Most of that success came with Bruce Van de Velde running the point in the ISU athletic office attack. And to a large extent, Van de Velde did a below average job of promoting the changing tide of Cyclone football. Other than the Bergstrom indoor practice facility, which would have been very difficult to screw up, Van de Velde didn't take advantage of the momentum in the program. Season tickets increased only moderately, the marketing of ISU football remained unchanged, as Van de Velde was satisfied to just sit back and watch.
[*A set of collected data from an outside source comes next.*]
PR #2920, opened 2026-02-03
add automatic creation of a workspace in terraform state

jplorier:
Adding post init functions that will select the existing workspace in the terraform state with the name of the terrakube workspace.
If the workspace doesn't exist in the state, checks if the default workspace has resources. If resources don't exist, will create the new workspace, if exist, will migrate the resources to the new workspace.

### DIFF
--- a/executor/src/main/java/io/terrakube/executor/service/terraform/TerraformExecutorServiceImpl.java
+++ b/executor/src/main/java/io/terrakube/executor/service/terraform/TerraformExecutorServiceImpl.java
@@ -19,6 +19,8 @@ import org.springframework.stereotype.Service;
 import java.io.BufferedReader;
 import java.io.File;
 import java.io.IOException;
+import java.io.InputStream;
+import java.io.InputStreamReader;
 import java.nio.file.Files;
 import java.nio.file.Path;
 import java.nio.file.Paths;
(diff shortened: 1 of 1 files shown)


executor/src/main/java/io/terrakube/executor/service/terraform/TerraformExecutorServiceImpl.java
```diff
@@ -470,9 +472,183 @@ private String executeTerraformInit(TerraformJob terraformJob, File workingDirec
...
+
+    private void migrateDefaultStateToNewWorkspace(String workspaceName, File workingDirectory,
+                                                    TerraformJob terraformJob, Consumer<String> output,
+                                                    AnsiFormat colorMessage)
+            throws IOException, InterruptedException {
+        File tempStateFile = new File(workingDirectory, ".terrakube_temp_state.json");
+        
+        try {
+            // Step 1: Ensure we're on default workspace
+            executeCommand("terraform workspace select default", workingDirectory, terraformJob, output);
```
bittrance: I think there is tooling to handle selection of binary? For sure OpenTofu also supports workspaces.

executor/src/main/java/io/terrakube/executor/service/terraform/TerraformExecutorServiceImpl.java
```diff
@@ -470,9 +472,183 @@ private String executeTerraformInit(TerraformJob terraformJob, File workingDirec
...
+            // Step 3: Create new workspace
+            output.accept(colorize("  → Creating new workspace '" + workspaceName + "'...", colorMessage));
+            executeCommand("terraform workspace new " + workspaceName, workingDirectory, terraformJob, output);
+            
+            // Step 4: Push state to new workspace with -force to override lineage check
+            // The -force flag is necessary because the new workspace has a different lineage UUID
+            // than the state we're pushing from the default workspace
+            output.accept(colorize("  → Migrating state to '" + workspaceName + "' (forcing lineage update)...", colorMessage));
+            String pushCommand = "terraform state push -force " + tempStateFile.getAbsolutePath();
+            executeCommand(pushCommand, workingDirectory, terraformJob, output);
```
bittrance: I'm not that experienced with workspaces, but could we not use `workspace new -state foo.tfstate` instead?

executor/src/main/java/io/terrakube/executor/service/terraform/TerraformExecutorServiceImpl.java
```diff
@@ -470,9 +472,183 @@ private String executeTerraformInit(TerraformJob terraformJob, File workingDirec
...
+
+    private boolean checkWorkspaceExists(String workspaceName, File workingDirectory,
+                                         TerraformJob terraformJob, Consumer<String> output)
+            throws IOException, InterruptedException {
+        String command = "terraform workspace list";
+        String workspaceList = executeCommandWithOutput(command, workingDirectory, terraformJob);
+        
+        // Check if workspace name appears in the list
+        // Format is usually: "  default", "* current", "  workspace-name"
+        for (String line : workspaceList.split("\n")) {
```
bittrance: We build a string by concatenating lines only to immediately split them again here. In fact, you don't need the `executeCommandWithOutput()` method at all: you can just pass a closure to `executeCommand()` like so:
```
   private void generator(Consumer<String> output) {
        output.accept("foo");
    }

    private void consumer() {
        generator(s -> System.out.println(s));
    }
```

alfespa17:
I am changing this PR to draft, I will review it in more detail

alfespa17:
There is an open issue related to use "terraform workspace" command in the terraform library

https://github.com/terrakube-io/terraform-spring-boot/issues/30

alfespa17:
I was checking this PR and I wont merge it. 

The best way to implement this feature will be to add it firts to the terraform/tofu library [here](https://github.com/terrakube-io/terraform-spring-boot), once it is implemented you can create a new PR to add the feature here.

There are things in this PR that wont work for example this method `executeCommandWithOutput`, terraform or tofu is not installed directly in the container path, it is generated dynamically when using the library, so that method will simply failed because terraform or tofu wont be found.

```
ProcessBuilder processBuilder = new ProcessBuilder("/bin/sh", "-c", command);
```

This is an example how the library generate the correct PATH for tofu and terraform each time a command is executed

https://github.com/terrakube-io/terraform-spring-boot/blob/518bb18a729bcc3a324d93870902a68577198ee8/terraform-client/src/main/java/io/terrakube/terraform/TerraformClient.java#L290

Please create a pull request to add the `terraform workspace` command to the terraform/tofu library and later we can check the implementation for this repo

With Pollard taking the AD position to a much more visible and aggressive level of performance, the potential of improvement is impossible to ignore. He is not going to allow the Cyclone football team to wallow in the back pages. Dan McCarney has always played the lack-of-respect card, and he has done all he could to change ISU's unhealthy perception. But the only real work he could do to change that perception was to win football games. He has done that. Now, it's up to someone else to take the ISU torch and spread it across state lines. Thus the recent three month PR war in the media.


Pollard realized right away how important communicating the Cyclone message is. He hired Steve Malchow as the senior associate athletics director for communications. Malchow is one of the sharpest fellows you will ever talk to and has been invaluable in recent months to Jamie Pollard and the Cyclones. Every move Pollard announces has been crafted and calculated by Malchow and the rest of the athletic department. They have been hard-set on changing the reputation of the Cyclones. Last month's "Billboard-Gate" wasn't just a random move. That was an orchestrated attempt to motivate the ISU base in enemy territory and at the same time grab headlines and generate discussion in eastern Iowa. It worked brilliantly. Even before the billboard was constructed, it was already front page material in newspapers across the state. And it sent the folks in Iowa City backpedaling like a burned defensive back.


Don't expect that to change.


The moves Pollard has made have accentuated the thought that the Cyclones are no longer comfortable with being average. "Go hard or don't go at all."   


Now if we could just fast forward to football season. We are only 49 days away and I'm tired of watching Kobiyashi eat hot dogs.